* [Problem details]: Could you set down exactly the lines of the data below, starting at the one that holds "-character*16 p_xsections;" and ending at the one that holds "1. Change restriction", both included, and only those?

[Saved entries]
◆ ◆ ◆ ◆

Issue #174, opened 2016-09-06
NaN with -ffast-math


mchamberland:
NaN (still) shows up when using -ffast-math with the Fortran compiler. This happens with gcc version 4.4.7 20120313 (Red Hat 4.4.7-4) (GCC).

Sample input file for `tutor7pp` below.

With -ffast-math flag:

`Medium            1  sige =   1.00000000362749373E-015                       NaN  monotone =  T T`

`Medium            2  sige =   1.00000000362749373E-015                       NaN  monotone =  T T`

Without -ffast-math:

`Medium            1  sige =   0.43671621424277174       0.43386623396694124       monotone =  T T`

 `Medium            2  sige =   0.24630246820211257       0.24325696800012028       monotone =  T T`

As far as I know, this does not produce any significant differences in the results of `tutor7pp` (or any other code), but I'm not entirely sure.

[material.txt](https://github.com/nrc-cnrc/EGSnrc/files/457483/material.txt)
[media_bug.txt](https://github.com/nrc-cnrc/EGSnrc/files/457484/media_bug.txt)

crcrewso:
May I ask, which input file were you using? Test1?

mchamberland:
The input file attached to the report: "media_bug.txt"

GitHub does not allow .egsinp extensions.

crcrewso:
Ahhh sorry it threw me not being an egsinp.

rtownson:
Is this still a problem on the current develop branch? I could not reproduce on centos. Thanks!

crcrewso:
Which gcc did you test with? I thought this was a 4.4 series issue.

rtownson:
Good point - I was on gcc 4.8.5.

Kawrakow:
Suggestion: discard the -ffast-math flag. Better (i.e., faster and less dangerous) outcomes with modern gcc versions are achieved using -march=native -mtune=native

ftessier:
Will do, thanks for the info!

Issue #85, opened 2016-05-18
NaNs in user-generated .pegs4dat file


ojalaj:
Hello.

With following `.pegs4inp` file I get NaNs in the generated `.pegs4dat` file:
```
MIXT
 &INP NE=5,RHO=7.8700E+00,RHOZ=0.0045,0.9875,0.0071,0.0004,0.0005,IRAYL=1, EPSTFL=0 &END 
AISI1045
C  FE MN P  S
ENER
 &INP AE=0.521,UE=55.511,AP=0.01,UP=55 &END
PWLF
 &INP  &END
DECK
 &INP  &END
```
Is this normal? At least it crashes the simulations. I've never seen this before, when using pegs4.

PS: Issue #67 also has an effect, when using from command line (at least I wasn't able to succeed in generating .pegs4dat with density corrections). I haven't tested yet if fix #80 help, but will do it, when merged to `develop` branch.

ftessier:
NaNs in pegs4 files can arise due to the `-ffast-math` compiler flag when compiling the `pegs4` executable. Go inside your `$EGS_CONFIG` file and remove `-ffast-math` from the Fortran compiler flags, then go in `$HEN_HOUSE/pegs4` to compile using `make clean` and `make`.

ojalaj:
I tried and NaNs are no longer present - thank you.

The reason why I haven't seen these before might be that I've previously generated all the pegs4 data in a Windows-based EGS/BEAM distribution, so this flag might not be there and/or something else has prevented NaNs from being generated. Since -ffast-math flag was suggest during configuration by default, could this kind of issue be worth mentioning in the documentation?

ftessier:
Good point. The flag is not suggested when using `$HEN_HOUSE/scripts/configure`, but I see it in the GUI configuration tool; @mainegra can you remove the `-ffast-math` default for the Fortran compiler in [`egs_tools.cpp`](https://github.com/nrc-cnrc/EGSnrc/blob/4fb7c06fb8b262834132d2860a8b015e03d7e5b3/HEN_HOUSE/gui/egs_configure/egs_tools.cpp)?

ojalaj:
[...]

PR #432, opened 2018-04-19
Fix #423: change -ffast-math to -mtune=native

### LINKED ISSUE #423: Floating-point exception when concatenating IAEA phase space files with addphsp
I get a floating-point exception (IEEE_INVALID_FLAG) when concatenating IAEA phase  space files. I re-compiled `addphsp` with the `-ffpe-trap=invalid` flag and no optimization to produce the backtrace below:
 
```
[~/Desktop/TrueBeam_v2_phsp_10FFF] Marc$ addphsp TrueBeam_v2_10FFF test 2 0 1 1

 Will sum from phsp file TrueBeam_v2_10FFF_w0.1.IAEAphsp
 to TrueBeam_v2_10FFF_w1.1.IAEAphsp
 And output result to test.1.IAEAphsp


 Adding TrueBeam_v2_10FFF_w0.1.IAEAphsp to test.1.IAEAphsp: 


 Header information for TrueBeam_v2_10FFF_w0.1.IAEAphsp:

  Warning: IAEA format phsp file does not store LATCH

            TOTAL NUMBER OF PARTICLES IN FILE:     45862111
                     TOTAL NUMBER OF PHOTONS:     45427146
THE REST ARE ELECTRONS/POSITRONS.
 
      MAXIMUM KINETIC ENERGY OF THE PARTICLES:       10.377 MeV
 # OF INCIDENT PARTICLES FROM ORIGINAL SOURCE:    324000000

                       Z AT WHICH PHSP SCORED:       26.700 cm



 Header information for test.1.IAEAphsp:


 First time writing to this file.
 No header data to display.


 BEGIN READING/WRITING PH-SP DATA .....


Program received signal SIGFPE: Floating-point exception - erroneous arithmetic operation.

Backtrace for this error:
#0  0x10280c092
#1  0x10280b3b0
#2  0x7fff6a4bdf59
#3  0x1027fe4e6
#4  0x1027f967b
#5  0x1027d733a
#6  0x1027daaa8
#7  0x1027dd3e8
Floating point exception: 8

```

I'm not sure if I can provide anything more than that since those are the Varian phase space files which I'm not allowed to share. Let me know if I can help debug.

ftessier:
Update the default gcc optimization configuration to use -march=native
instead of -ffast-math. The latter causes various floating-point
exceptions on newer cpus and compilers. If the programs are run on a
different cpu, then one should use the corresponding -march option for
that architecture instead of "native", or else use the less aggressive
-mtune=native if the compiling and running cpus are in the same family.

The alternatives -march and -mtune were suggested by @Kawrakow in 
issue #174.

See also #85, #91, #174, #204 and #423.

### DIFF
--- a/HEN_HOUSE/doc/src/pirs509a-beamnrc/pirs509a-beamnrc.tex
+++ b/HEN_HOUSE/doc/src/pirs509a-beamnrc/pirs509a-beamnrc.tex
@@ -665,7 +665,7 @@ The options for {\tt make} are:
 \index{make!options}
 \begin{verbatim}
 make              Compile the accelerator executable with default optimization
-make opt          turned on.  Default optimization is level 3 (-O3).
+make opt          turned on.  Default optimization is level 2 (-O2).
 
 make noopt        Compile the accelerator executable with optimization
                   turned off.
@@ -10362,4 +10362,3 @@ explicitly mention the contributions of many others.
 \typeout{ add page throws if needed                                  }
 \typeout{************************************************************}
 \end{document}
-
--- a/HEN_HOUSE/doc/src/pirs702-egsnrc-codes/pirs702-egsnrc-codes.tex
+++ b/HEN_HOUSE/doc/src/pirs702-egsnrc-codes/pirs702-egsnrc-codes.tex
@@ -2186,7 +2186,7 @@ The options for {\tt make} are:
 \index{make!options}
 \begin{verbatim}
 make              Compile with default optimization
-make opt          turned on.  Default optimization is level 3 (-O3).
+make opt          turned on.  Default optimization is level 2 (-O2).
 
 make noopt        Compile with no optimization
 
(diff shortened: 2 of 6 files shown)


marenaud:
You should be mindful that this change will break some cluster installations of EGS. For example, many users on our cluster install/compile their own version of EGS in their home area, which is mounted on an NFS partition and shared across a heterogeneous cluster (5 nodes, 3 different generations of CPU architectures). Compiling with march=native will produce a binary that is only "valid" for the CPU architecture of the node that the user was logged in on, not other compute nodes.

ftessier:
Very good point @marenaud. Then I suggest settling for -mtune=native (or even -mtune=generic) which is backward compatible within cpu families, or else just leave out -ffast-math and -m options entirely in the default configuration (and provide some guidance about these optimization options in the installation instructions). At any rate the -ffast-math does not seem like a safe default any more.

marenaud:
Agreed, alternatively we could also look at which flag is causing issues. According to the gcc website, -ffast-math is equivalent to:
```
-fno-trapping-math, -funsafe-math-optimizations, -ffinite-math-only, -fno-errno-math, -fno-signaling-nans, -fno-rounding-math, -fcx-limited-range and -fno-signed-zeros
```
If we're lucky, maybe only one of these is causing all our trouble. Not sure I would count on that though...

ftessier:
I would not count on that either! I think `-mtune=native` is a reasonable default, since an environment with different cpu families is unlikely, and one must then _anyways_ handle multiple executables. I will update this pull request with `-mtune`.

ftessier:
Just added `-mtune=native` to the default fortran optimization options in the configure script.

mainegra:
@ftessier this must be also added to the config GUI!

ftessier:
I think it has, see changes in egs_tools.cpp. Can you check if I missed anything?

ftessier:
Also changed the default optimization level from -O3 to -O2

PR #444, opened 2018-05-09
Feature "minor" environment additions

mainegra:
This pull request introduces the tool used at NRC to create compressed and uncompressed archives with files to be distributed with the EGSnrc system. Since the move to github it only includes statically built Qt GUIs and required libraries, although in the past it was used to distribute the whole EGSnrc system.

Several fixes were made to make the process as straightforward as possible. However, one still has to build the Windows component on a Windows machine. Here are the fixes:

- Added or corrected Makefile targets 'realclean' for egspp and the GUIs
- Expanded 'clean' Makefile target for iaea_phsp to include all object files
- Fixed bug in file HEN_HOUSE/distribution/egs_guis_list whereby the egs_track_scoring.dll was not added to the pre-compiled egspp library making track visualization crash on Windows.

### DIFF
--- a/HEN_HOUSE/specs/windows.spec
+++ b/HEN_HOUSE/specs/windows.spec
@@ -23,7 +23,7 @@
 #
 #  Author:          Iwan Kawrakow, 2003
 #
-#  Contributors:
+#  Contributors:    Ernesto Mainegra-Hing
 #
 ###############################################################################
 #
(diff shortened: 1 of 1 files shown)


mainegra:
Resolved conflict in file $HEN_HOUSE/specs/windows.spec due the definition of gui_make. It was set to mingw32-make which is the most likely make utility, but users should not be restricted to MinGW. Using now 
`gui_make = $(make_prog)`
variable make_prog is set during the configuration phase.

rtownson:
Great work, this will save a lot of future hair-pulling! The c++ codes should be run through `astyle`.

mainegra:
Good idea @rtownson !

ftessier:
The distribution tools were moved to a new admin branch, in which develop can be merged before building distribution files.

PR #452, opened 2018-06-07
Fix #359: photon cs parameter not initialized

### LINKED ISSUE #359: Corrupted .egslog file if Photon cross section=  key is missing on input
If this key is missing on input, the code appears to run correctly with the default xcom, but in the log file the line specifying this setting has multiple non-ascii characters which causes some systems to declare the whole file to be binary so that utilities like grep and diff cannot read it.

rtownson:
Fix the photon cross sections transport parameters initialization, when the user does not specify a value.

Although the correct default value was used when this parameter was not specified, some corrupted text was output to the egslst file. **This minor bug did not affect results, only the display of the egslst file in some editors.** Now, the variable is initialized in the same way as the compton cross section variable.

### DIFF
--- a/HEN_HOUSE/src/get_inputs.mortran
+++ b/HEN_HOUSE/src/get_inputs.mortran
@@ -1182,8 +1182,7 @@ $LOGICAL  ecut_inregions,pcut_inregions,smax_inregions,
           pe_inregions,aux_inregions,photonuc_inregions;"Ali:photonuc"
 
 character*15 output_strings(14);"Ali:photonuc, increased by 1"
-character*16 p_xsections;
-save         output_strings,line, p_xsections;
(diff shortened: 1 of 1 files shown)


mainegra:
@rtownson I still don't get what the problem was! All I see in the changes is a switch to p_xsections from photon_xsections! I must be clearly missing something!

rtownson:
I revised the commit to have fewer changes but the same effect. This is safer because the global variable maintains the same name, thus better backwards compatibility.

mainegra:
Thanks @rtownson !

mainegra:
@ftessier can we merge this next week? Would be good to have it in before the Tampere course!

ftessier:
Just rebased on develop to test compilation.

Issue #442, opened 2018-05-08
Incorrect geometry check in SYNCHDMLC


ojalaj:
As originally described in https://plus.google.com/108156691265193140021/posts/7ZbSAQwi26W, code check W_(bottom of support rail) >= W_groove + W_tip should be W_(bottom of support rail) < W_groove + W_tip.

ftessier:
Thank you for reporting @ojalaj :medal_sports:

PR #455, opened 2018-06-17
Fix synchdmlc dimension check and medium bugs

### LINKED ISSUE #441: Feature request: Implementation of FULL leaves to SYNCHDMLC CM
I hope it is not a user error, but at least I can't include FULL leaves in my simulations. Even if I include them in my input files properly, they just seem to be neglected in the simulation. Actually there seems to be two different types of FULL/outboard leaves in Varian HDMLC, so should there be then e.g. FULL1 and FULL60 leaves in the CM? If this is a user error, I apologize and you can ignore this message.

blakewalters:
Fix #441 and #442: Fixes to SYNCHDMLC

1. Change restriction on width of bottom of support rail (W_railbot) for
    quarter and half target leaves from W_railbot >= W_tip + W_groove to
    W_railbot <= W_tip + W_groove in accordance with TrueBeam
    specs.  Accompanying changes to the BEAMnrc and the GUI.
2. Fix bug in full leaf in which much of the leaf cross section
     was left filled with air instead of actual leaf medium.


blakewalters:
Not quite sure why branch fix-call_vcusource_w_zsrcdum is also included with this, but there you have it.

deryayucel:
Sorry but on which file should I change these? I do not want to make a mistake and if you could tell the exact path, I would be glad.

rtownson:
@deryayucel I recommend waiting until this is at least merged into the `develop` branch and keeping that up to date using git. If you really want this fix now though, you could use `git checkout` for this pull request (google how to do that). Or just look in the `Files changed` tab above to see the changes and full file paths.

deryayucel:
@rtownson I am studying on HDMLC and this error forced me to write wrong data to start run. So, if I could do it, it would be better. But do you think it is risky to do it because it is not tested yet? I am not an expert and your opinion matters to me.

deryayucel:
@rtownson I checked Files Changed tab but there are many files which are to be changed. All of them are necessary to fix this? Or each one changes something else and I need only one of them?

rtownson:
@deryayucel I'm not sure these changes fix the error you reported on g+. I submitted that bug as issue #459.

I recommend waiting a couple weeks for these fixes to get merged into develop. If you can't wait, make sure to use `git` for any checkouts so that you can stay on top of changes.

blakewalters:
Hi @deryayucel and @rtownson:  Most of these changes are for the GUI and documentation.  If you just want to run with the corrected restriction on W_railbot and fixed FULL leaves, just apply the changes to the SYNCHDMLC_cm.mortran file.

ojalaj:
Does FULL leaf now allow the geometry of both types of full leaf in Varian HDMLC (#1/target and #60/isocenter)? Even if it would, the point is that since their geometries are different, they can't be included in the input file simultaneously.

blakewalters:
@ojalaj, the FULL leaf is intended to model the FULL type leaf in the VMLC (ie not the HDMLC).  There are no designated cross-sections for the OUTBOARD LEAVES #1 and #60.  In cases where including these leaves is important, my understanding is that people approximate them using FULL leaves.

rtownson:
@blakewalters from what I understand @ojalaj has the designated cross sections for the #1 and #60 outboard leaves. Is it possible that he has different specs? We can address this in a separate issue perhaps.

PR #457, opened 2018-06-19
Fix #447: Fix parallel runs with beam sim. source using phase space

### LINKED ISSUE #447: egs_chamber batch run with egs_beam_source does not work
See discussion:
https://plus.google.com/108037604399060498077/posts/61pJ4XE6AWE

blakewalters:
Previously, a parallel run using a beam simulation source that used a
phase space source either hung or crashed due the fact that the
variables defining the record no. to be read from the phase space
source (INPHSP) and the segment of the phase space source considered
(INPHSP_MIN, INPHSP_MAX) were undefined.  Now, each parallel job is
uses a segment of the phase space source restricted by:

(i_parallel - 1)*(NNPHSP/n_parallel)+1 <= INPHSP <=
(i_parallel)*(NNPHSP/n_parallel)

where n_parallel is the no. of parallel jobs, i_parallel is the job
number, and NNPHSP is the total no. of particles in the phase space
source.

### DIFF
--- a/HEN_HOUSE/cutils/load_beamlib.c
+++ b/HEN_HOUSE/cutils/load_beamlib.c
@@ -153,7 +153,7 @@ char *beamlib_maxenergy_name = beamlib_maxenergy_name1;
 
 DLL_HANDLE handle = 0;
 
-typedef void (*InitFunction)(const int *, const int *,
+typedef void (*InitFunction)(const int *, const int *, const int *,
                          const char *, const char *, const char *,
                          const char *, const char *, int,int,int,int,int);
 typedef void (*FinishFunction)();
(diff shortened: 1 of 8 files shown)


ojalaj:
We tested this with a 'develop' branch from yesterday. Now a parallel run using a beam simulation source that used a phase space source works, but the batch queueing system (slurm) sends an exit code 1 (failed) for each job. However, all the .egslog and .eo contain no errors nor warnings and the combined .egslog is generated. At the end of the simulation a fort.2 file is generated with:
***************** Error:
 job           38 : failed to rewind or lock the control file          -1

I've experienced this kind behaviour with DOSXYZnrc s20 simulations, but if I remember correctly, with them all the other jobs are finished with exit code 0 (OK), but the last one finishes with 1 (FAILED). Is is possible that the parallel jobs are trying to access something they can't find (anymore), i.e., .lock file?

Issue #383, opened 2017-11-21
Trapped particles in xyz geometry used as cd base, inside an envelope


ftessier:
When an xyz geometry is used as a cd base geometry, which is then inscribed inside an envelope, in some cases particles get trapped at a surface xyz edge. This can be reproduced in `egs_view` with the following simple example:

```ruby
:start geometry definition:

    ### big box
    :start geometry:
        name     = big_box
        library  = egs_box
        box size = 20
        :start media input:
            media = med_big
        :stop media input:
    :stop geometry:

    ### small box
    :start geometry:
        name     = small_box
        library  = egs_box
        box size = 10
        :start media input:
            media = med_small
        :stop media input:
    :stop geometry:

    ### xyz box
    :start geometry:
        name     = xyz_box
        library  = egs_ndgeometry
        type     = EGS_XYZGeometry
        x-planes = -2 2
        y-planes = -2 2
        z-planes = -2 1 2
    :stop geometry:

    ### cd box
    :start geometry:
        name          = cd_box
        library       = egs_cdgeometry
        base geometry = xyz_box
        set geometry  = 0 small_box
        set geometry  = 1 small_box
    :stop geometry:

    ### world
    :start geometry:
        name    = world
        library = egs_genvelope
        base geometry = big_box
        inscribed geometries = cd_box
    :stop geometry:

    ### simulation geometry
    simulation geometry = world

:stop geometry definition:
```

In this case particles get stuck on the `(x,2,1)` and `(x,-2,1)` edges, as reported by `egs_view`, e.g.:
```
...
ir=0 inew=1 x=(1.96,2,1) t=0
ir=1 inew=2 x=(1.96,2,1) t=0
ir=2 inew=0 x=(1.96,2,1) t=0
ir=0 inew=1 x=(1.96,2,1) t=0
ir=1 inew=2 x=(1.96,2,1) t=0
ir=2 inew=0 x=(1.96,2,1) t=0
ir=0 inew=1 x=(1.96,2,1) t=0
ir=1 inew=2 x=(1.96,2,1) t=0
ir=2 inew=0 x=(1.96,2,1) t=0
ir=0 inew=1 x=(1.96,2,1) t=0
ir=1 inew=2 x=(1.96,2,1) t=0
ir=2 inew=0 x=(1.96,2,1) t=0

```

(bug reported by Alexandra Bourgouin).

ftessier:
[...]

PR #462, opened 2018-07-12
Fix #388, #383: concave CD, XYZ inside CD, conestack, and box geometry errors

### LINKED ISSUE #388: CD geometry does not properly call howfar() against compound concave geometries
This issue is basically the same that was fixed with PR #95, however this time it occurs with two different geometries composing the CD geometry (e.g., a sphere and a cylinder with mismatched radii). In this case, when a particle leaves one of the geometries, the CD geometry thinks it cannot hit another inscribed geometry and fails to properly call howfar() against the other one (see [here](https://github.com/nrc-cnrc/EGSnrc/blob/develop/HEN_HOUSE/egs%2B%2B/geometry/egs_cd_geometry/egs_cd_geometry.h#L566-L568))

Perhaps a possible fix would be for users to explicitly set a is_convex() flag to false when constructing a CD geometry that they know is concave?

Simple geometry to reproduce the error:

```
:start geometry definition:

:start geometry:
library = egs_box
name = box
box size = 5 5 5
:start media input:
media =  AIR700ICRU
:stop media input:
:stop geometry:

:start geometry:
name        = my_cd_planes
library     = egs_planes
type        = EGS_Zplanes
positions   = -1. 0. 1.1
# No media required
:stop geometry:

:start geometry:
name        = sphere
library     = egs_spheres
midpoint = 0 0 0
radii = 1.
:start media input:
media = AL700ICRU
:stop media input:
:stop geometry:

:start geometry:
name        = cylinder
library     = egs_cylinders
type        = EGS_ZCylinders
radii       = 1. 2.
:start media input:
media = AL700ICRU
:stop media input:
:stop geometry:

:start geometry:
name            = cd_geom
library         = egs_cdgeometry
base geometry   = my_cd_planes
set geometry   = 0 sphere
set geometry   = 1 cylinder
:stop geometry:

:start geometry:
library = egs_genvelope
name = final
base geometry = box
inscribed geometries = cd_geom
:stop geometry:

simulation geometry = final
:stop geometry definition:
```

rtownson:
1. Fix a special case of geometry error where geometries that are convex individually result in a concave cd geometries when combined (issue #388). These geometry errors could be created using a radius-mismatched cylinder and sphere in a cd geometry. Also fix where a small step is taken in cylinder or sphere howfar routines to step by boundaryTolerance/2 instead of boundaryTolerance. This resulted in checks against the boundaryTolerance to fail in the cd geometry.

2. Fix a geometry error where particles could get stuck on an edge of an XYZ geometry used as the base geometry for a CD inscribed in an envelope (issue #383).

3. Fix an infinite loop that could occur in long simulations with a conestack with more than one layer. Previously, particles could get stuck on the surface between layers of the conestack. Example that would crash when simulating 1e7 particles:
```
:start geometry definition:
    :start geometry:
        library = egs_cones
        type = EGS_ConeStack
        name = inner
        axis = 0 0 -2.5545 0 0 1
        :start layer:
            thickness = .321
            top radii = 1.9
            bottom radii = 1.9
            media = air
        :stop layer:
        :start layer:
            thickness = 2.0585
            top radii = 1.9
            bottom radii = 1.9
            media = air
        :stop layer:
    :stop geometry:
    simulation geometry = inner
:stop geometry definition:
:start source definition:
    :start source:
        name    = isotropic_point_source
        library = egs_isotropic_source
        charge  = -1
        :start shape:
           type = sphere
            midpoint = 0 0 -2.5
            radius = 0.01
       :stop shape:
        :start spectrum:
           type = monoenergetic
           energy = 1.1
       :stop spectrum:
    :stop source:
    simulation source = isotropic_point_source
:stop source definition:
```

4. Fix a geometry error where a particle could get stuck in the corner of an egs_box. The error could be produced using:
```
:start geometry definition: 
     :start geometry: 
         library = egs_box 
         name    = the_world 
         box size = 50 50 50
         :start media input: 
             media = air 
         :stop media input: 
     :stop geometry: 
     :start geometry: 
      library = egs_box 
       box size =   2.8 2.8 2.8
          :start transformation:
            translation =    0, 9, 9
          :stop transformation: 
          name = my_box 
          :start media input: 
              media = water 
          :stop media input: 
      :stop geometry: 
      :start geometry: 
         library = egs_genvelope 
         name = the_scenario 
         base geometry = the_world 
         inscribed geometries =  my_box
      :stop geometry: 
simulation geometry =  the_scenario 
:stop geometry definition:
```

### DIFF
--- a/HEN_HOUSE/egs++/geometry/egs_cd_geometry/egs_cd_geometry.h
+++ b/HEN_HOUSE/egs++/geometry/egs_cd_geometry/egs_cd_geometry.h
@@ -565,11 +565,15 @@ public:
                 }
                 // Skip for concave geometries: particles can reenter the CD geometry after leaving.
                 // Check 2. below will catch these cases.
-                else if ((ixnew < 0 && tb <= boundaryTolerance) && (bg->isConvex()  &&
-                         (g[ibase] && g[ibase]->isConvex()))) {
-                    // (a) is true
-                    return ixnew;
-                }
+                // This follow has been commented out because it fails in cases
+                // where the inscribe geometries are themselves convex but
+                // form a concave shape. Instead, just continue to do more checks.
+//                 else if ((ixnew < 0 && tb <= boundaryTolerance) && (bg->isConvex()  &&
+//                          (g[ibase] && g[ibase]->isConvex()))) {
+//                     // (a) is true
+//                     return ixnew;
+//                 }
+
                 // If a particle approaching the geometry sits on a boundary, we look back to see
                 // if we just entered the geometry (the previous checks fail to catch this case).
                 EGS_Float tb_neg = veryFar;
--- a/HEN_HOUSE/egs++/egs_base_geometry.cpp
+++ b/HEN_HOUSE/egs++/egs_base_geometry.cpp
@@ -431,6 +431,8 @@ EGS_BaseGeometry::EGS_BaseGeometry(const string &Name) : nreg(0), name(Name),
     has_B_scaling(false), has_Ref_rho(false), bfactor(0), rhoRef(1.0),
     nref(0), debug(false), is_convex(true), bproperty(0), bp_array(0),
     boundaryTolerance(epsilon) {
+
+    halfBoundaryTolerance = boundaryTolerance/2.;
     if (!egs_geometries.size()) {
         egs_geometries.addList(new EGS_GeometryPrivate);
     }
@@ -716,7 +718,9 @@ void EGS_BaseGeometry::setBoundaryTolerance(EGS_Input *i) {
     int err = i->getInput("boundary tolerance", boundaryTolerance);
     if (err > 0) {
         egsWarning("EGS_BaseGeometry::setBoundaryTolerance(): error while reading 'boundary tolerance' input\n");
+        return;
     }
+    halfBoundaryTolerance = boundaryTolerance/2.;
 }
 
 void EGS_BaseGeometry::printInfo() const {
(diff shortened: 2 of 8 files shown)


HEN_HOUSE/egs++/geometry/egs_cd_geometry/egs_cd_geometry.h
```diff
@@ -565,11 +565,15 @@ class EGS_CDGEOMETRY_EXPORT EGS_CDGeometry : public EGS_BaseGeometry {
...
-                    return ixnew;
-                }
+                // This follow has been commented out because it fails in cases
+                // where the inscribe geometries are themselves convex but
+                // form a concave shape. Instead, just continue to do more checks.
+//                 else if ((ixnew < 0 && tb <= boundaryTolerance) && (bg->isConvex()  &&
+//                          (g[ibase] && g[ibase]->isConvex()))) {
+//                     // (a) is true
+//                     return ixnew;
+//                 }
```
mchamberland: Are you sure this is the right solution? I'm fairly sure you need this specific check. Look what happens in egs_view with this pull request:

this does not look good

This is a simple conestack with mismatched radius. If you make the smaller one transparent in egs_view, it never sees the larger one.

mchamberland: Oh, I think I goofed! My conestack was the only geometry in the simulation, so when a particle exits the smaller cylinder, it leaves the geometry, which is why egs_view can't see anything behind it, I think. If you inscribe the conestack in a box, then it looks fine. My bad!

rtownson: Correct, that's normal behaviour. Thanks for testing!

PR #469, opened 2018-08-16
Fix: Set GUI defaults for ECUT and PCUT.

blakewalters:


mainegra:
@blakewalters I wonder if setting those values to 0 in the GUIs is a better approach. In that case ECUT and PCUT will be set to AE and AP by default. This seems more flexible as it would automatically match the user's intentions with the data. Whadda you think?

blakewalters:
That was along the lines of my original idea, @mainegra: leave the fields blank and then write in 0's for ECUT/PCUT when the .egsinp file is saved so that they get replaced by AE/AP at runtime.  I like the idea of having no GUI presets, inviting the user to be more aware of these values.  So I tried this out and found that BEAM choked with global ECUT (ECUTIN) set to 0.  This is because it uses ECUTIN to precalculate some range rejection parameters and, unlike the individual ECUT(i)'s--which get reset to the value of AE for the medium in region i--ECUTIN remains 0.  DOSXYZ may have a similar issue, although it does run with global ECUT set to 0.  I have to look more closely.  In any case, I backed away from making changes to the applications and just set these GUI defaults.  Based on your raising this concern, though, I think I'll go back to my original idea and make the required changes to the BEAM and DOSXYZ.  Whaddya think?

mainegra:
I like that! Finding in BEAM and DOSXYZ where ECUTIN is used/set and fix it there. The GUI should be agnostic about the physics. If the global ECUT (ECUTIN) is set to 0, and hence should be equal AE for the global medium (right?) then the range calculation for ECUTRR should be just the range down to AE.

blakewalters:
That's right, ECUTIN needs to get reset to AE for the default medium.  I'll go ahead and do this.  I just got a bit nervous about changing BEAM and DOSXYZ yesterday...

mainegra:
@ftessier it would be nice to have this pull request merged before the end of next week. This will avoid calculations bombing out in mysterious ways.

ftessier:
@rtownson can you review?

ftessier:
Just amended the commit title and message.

◆ ◆ ◆ ◆

* [Written solution]:
-character*16 p_xsections;
-save         output_strings,line, p_xsections;
(diff shortened: 1 of 1 files shown)


mainegra:
@rtownson I still don't get what the problem was! All I see in the changes is a switch to p_xsections from photon_xsections! I must be clearly missing something!

rtownson:
I revised the commit to have fewer changes but the same effect. This is safer because the global variable maintains the same name, thus better backwards compatibility.

mainegra:
Thanks @rtownson !

mainegra:
@ftessier can we merge this next week? Would be good to have it in before the Tampere course!

ftessier:
Just rebased on develop to test compilation.

Issue #442, opened 2018-05-08
Incorrect geometry check in SYNCHDMLC


ojalaj:
As originally described in https://plus.google.com/108156691265193140021/posts/7ZbSAQwi26W, code check W_(bottom of support rail) >= W_groove + W_tip should be W_(bottom of support rail) < W_groove + W_tip.

ftessier:
Thank you for reporting @ojalaj :medal_sports:

PR #455, opened 2018-06-17
Fix synchdmlc dimension check and medium bugs

### LINKED ISSUE #441: Feature request: Implementation of FULL leaves to SYNCHDMLC CM
I hope it is not a user error, but at least I can't include FULL leaves in my simulations. Even if I include them in my input files properly, they just seem to be neglected in the simulation. Actually there seems to be two different types of FULL/outboard leaves in Varian HDMLC, so should there be then e.g. FULL1 and FULL60 leaves in the CM? If this is a user error, I apologize and you can ignore this message.

blakewalters:
Fix #441 and #442: Fixes to SYNCHDMLC

1. Change restriction on width of bottom of support rail (W_railbot) for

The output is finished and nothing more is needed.